The organization formed by Portadown loyalist Billy Wright may be about to end its activities.

The news comes as it has been facing the most intense pressure from its terror rivals the Ulster Volunteer Force which this summer alone saw three LVF members gunned down in Belfast.

In East Belfast on July 1, Jameson Lockhart was murdered on the lower Newtownards Road.

By the end of the month another man lay dead, this time LVF member Stephen Paul and within two weeks the terrorists had struck again on Belfast`s Sandy Row with the death of Michael Green.

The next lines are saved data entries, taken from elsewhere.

PR #830, opened 2021-07-20
[BB-4447] Handle 413 Entity Too Large responses when uploading images

kewne:
This adds handling for 413 Entity Too Large responses when uploading images.

# Related Tickets:
* [BB-4447](https://tasks.opencraft.com/browse/BB-4447)

# Testing

1. Apply the following configuration to NGINX (required to avoid CORS errors):
```
<html><head></head><body>

# internal redirect when request exceeds max_client_body_size
--
error_page 413 = @entity_too_large;
 
# Add CORS headers, we might be able to trim this
location @entity_too_large {
add_header 'Access-Control-Allow-Origin' $http_origin always;
add_header 'Access-Control-Allow-Methods' 'GET,POST,OPTIONS' always;
add_header 'Access-Control-Allow-Headers' 'Authorization,DNT,User-Agent,X-Requested-With,If-Modified-Since,Cache-Control,Content-Type,Range' always;
add_header 'Access-Control-Expose-Headers' 'Content-Length,Content-Range' always;
return 413;
}
 

</body></html>
```
2. Upload a large image (> 1 MB) using any of the console's configuration forms (e.g. `/console/theming/logos`)
3. *Image size is too large* error message should display next to control.

### DIFF
--- a/documentation/development/console.md
+++ b/documentation/development/console.md
@@ -1,0 +1,17 @@
+# Developing the console frontend
+
+## Using a different backend
+
+If you only want to make changes to the console frontend
+(or don't have credentials for running a functional backend),
+you can point your devserver at a deployed environment (usually `stage`):
+
+    REACT_APP_OCIM_API_BASE=https://stage.manage.opencraft.com npm start
+
+However, if you then try to access the frontend at `localhost`, you'll
+run into CORS issues.
+To avoid those, add an entry to your `/etc/hosts` file:
+
+    127.0.0.1 localhost.opencraft.com
+
+You can then access the devserver at http://localhost.opencraft.com:3000.
--- a/frontend/src/console/actions.ts
+++ b/frontend/src/console/actions.ts
@@ -16,6 +16,16 @@ import {
 import { NOTIFICATIONS_LIMIT, ROUTES } from 'global/constants';
 import { sanitizeErrorFeedback } from 'utils/string_utils';
 
+import { defineMessages, IntlShape } from 'react-intl';
+
+const messages = defineMessages({
+  imageTooLarge: {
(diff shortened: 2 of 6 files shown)


opencraft/settings.py
```diff
@@ -951,6 +951,7 @@
 # CORS Settings - https://github.com/adamchainz/django-cors-headers
 CORS_ORIGIN_REGEX_WHITELIST = [
     r"(http|https)://(.*).opencraft.com",
+    r'http://localhost:3000'
```
kewne, line 954: I added this to allow running a local console but there should be a better way, maybe we should try parsing from a JSON env var?

0x29a: @kewne, I can see this below:
```python
if DEBUG:
    CORS_ORIGIN_ALLOW_ALL = True
```

Shouldn't it make local console work if `DEBUG` is `True`?

kewne: @0x29a I did see that but wasn't sure if we wanted to enable it in `stage` as it might enable insecure features.

0x29a: @kewne oh, I thought you were facing CORS issues with local Ocim. I think you can use local frontend with staging this way:
1. Add `127.0.0.1 local.opencraft.com` to `/etc/hosts`.
2. Run frontend this way: `HOST=local.opencraft.com PORT=80 npm start`.

What do you think?

kewne: @0x29a This works great, I've reverted my change and added instructions for this to the documentation.

0x29a (approved):
:+1:

- [x] I've tested, that when the backend is responding with 413 status code, we see an explicit error: 
image
- [x] Includes documentation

Its believed with the LVF announcement the UVF will agree to no further attacks on its rivals.

The LVF was formed nine years ago by Portadown Loyalist Billy Wright, the then UVF Commander in Mid Ulster who`d fallen out with his colleagues and was expelled by them.

Wright had terrorised his area for years by murdering innocent Catholics and continued to do so following his expulsion from the UVF.

His group was responisible for a double murder in Poyntzpass in 1998.

The LVF did call a ceasefire in that year and urged people to vote no in the referendum. Ignoring its own ceasefire it also went on to kill journalist Martin O`Hagan and UVF leader in the Portadown area Richard Jameson.

Later Billy Wright was killed in the Maze by the INLA.

Famously, and some thought opportunistically, it was the LVF that offered the first guns to be decommissioned by General John DeChastelain though it resumed its murder campaign soon afterwards.

Now the organisation may be preparing to end its campaign of sectarian terror, though partly through the pressure of its UVF rivals.